# Kongobatha diademata L2



## SilentDeviL (Dec 10, 2012)

Ya this species is not easy to make it to L2 .... I had 25 only 7 made it to L2 .... Not sure if i was doing something wrong , but i was told this species die off a lot during L1 but after L2 then it will be fine .. Hope i can mate these guys in the future..


----------



## agent A (Dec 10, 2012)

AWWWWWW :wub:


----------



## angelofdeathzz (Dec 10, 2012)

Awesome! wish you the best of luck with the rest of them.


----------



## Paradoxica (Dec 10, 2012)

Wow, does this species stay transparent or is it just a low instar thing?


----------



## Mëluzynn (Dec 10, 2012)

Adorable


----------



## Termite48 (Dec 10, 2012)

Nice, Albert. Stay with it. They are cute. What is the feeder insect?


----------



## SilentDeviL (Dec 10, 2012)

Rich S said:


> Nice, Albert. Stay with it. They are cute. What is the feeder insect?


Hi Rich is Turkish Gliders..FF.s


----------



## Precarious (Dec 10, 2012)

Nice! Looks very similar to Sinomantis denticulata (Glass Mantis). They also have a big die off before 1st molt. If this species is anything like them they need really good ventilation but also high humidity so you must mist multiple times per day. And watch out for mites as they can stress them to death.


----------



## SilentDeviL (Dec 10, 2012)

Precarious said:


> Nice! Looks very similar to Sinomantis denticulata (Glass Mantis). They also have a big die off before 1st molt. If this species is anything like them they need really good ventilation but also high humidity so you must mist multiple times per day. And watch out for mites as they can stress them to death.
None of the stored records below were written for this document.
PR #1363, opened 2023-03-31
StableHLO doc review

pcoet:
I reviewed the StableHLO docs and did some light copy editing. I had to timebox this work, and I was only able to skim the spec. Overall, content is well written, thoughtful, has a friendly tone -- good stuff!


pcoet:
@burmako

docs/spec.md
```diff
@@ -10,12 +10,14 @@ interoperability between various ML frameworks (such as TensorFlow, JAX and
...
-section provides semantics for all these ops executing together within
-a program.
+This specification contains three major sections. First, the
+[Programs](#programs) section describes the structure of StableHLO programs
+which consist of StableHLO functions which themselves consist of StableHLO ops.
+Within that structure, the [Ops](#ops) section specifies the semantics of
+individual ops. Finally, the [Execution](#execution) section provides semantics
+for all these ops executing together within a program.
+
+<a id="programs"></a>
```
sdasgup3, line 20: Very nice touch!

sdasgup3:
LGTM for reference.md, reference_checklist.md, spec.md, spec_checklist.md, type_inference.md

docs/spec.md
pcoet: Thanks for the review!

docs/compatibility.md
```diff
@@ -48,6 +49,8 @@ request, we are testing that deserialization of the compatibility suite at HEAD
 produces StableHLO programs which are syntactically identical to the original
 StableHLO programs that were serialized by the latest release of libStablehlo.
 
+<a id="future-work"></a>
```
burmako, line 52: I don't think we need explicit anchor tags, given that GitHub autogenerates them anyway? For example, this already works at HEAD: https://github.com/openxla/stablehlo/blob/main/docs/compatibility.md#future-work. (Same below).

docs/roadmap.md
```diff
@@ -41,57 +41,62 @@ and tied these workstreams to the milestones. A limited number of tickets
 (less than 10%) are not assigned to any specific workstream and aren't part of
 any specific milestone.
 
-(P0) [Compatibility implementation](https://github.com/orgs/openxla/projects/4)
+(P0) The
+[Compatibility implementation](https://github.com/orgs/openxla/projects/4)
```
burmako, line 45: Should we capitalize both words, i.e. "Compatibility Implementation"? Same question for other workstream names.

burmako (changes requested):

docs/compatibility.md
pcoet: This is true. There are pros and cons for the explicit anchor tags in a doc like this, they do add clutter. Removed.

docs/roadmap.md
pcoet: Maybe so. Workstream links updated.

pcoet:
@burmako All the proposed changes should be made now. Thanks!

Thx for the Tip Henry I'll keep that in mind


----------



## psyconiko (Dec 10, 2012)

L1 Kongobatha.


----------



## SilentDeviL (Dec 10, 2012)

Nikkko said:


> Yes,very similar to Sinomantis.L1


Yen has pic Pic back then . these guys at Adult look very different .


----------



## Sticky (Dec 13, 2012)

How big do they get?


----------



## SilentDeviL (Dec 13, 2012)

i have seem Adult Female only 3 - 3.5cm found this Pic on Yen's site


----------



## agent A (Dec 13, 2012)

SilentDeviL said:


> i have seem Adult Female only 3 - 3.5cm found this Pic on Yen's site[img=[URL="http://i1337.photobucket.com/albums/o666/silentdevils/Mantis%20Collection/snakemantisfemale.jpg%5D%5B/quote%5D"]http://i1337.photobucket.com/albums/o666/silentdevils/Mantis%20Collection/snakemantisfemale.jpg][/URL]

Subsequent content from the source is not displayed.